79 In some circumstances it may be argued that a discontinuance does not involve a surrender or abandonment by the plaintiff, but recognition that "some supervening event" has militated against success, rendered the proceedings futile, or wholly removed the plaintiff's cause of action: see One.Tel Ltd v Commissioner of Taxation [2000] FCA 270; 101 FCR 548 at 553 (Burchett J); Edwards Madigan Torzillo Briggs Pty Ltd v Stack [2003] NSWCA 302 at [5] (Davies AJA, Mason P and Meagher JA agreeing); Australiawide Airlines at [50]-[52] (Bryson JA, McColl JA agreeing).
80 There may be cases in which the distinction sought to be drawn in One.Tel Ltd is of assistance: however, neither category can be precisely defined, nor is the boundary between them clear. For example, in Newcastle Wallsend Coal Co Pty Ltd v Industrial Relations Commission of NSW [2006] NSWCA 129; 153 IR 386 discontinuance could be explained by reference to a legislative amendment which removed the applicant's hopes of success. Amending legislation may readily be characterised as a supervening event, but in Newcastle Wallsend, a further question arose as to whether discontinuance in fact flowed from reliance upon the amending legislation, or from an earlier decision of the Court which indicated that the applicant would be unsuccessful if it pursued its claim. In the present claim, it could be said that the applicant's success on the first appeal in this Court may have rendered the summary proceedings available under the statute of limited benefit to the respondent, being a benefit which was further diminished by the effluxion of time and the likelihood that an essentially interlocutory remedy would be overtaken by a final decision with respect to the issues in dispute.
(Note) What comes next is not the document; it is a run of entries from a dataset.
Issue #826, opened 2016-04-09
Replay bar doesn't hide with GUI


Hotrod55:
Currently the "u" key hides the notice window and speedo, but it doesn't hide the replay bar. 
Example:
![screenshot_2016-04-08_20-03-47_1](https://cloud.githubusercontent.com/assets/11002490/14400361/1b6977e0-fdc5-11e5-9a2f-31b8e3b4f2af.png)

PR #834, opened 2016-04-20
[Bugfix] Replay bar does not hide with with GUI

ulteq:
The replay panel should be managed by the GUIManager

Fixes: #826


Hotrod55:
:+1:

81 As has been noted on more than one occasion, the variety of relevant factors renders it difficult to reduce the exercise of discretion by characterisation of the reason for discontinuance: see, eg, O'Neill v Mann [2000] FCA 1680 at [13] (Finn J). There is also a risk that the subjective motivations of the plaintiff in discontinuing may be put forward as a basis for some other order. Except to the extent that such views may have been put before the defendant, for example as a basis for settlement, and be established as such on the evidence, subjective considerations of one party will generally be immaterial, so that the discretion will be exercised on the basis of the objective circumstances established on the evidence.
82 Bearing these considerations in mind, I agree with the reasons of Hodgson JA and with the orders his Honour has proposed.